Description
A hearty bowl combining grilled sirloin steak, fresh Mediterranean vegetables, creamy tzatziki, and lemon vinaigrette over grains.
Ingredients
- 1 lb sirloin steak (about 1‑inch thick)
- 3 tablespoons olive oil (for steak marinade)
- 2 cloves garlic, minced (for marinade)
- 1 tablespoon fresh lemon juice (for marinade)
- 1 teaspoon dried oregano
- 1 teaspoon dried thyme
- ½ teaspoon salt (for marinade)
- ¼ teaspoon black pepper (for marinade)
- 2 cups cooked brown rice, quinoa, or cauliflower rice (for bowl base)

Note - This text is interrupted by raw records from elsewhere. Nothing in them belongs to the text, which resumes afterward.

PR #192, opened 2017-09-27
Request AWS instance data via IP

### LINKED ISSUE #191: AWS support uses unsupported DNS name
While troubleshooting a chart that depends on patroni, we discovered that Spilo tries to get AWS instance data via a request to http://instance-data/... in one location only (other locations use the IP address 169.254.169.254). This hostname isn't documented or supported by AWS:
https://forums.aws.amazon.com/message.jspa?messageID=536813
and in some cases it doesn't work (including ours). We were able to work around by cramming it into our kube DNS server but it would be more consistent to make the request by IP address.

One other note: while reading the current issue list, I noticed https://github.com/zalando/spilo/pull/186 and read through the comments. I'm not familiar with how OpenStack is supported but it sounded like they might be relying on the DNS name lookup failure? I'm not sure how fixing this might affect that behavior.

fastjames:
AWS recommends fetching instance data via IP rather than hostname.

source: https://forums.aws.amazon.com/message.jspa?messageID=536813

Fixes #191

### DIFF
--- a/postgres-appliance/configure_spilo.py
+++ b/postgres-appliance/configure_spilo.py
@@ -241,7 +241,7 @@ def get_instance_metadata(provider):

- 1 cup roasted chickpeas (optional)
- 1 cup cherry tomatoes, halved
- 1 cucumber, diced
- ½ red onion, thinly sliced
- ½ cup kalamata olives, pitted
- ⅓ cup crumbled feta cheese (optional)
- ¼ cup fresh parsley or dill, chopped
- 1 cup plain Greek yogurt (for tzatziki)
- ½ cucumber, grated, excess water squeezed out (for tzatziki)
- 1 tablespoon fresh lemon juice (for tzatziki)
- 1 garlic clove, minced (for tzatziki)
- 1 tablespoon fresh dill, chopped (for tzatziki)
- Salt and pepper to taste (for tzatziki)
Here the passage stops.